Figure 3: Average stamp duty discount across cities in England, 2020
Source: Land Registry Price Paid data, 2021
This means that homebuyers in the Greater South East as a whole (including urban and non-urban areas) saved £1.48 billion in tax – 66 per cent of the total cost of the policy to date.
This opens up thorny questions for stamp duty in the short and long term, as although the Chancellor is thinking about extending the holiday, some voices such as the Daily Telegraph are calling for it to be scrapped.
The holiday is currently due to expire on the 31st of March, which is imminent given how long it takes to complete house purchases. If the third lockdown continues to or beyond that date, it is possible that the housing market will see transactions fall again. The Government may therefore decide to extend the stamp duty holiday if it wishes to avoid this outcome. But it will mean a continued skewing of relief to the Greater South East.
The longer term problem is trickier. Although stamp duty is an inefficient tax that discourages people from living where they want, it is progressive. Abolishing stamp duty outright would therefore not only open up an annual £12 billion hole in Government finances, but it would also give disproportionate benefits to better-off homeowners in already prosperous parts of the country.
Continuing with business-as-usual with stamp duty once the pandemic is over is of course one option for the Government. But for policymakers keen on major reform, there are other possibilities. One option would be to replace stamp duty with a capital gains tax on homeowners’ dwellings.
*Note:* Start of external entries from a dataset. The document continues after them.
PR #6833, opened 2023-11-08
Cypress implementation of the Request Routing tests for the Multicluster setup 

matejnesuta:
A few of the implemented gherkin scenarios for MC which have been previously marked with the @skip tag. 

I have also added a hook to install the necessary CRDs if not detected on the remote cluster. 

I am not sure, if we want to test with enabled or disabled CRDs, but we can always alter the execution order later

### DIFF
--- a/frontend/cypress/integration/common/hooks.ts
+++ b/frontend/cypress/integration/common/hooks.ts
@@ -1,5 +1,8 @@
 import { Before } from '@badeball/cypress-cucumber-preprocessor';
 
+const CLUSTER1_CONTEXT = Cypress.env('CLUSTER1_CONTEXT');
+const CLUSTER2_CONTEXT = Cypress.env('CLUSTER2_CONTEXT');
+
 function install_demoapp(demoapp: string) {
   var namespaces: string = 'bookinfo';
   var deletion: string = `--delete-${demoapp}`;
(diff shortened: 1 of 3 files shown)


frontend/cypress/integration/common/hooks.ts
```diff
@@ -85,3 +88,17 @@ Before({ tags: '@error-rates-app' }, async function () {
 Before({ tags: '@sleep-app' }, async function () {
   install_demoapp('sleep');
 });
+
```
ScriptingShrimp, line 91: @nrfox how do we install Istio CRD's in multicluster setup? Do we want to implement logic below in cypress only? Just thinking about having extra script to do that for better re usability. (non blocking)

ScriptingShrimp (approved):
If there is no need to refactor installation of CRD's, LGTM!

frontend/cypress/integration/common/hooks.ts
nrfox: For primary-remote, CRDs are installed on the primary cluster but not the remote cluster like in what you see here: https://istio.io/latest/docs/setup/install/multicluster/primary-remote/. "config" in the diagram means the istio CRDs.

This would also be progressive, be much more efficient than stamp duty, and give a permanent tax break to homeowners in cities with low capital gain, mostly outside the Greater South East.
The other option is to use stamp duty reform as a lever to fix another tax problem – the regressive design of council tax and the local government funding crisis. Abolishing stamp duty and shifting towards a new annual property tax, with valuations updated every year, would be a path towards greater fiscal devolution and more self-reliant and responsible local government in England, alongside fairer taxation.
Regardless, while stamp duty holidays may be justified so long as the pandemic continues, endless holidays are not an option. Stamp duty’s problems can only be solved by its replacement – whatever that may be.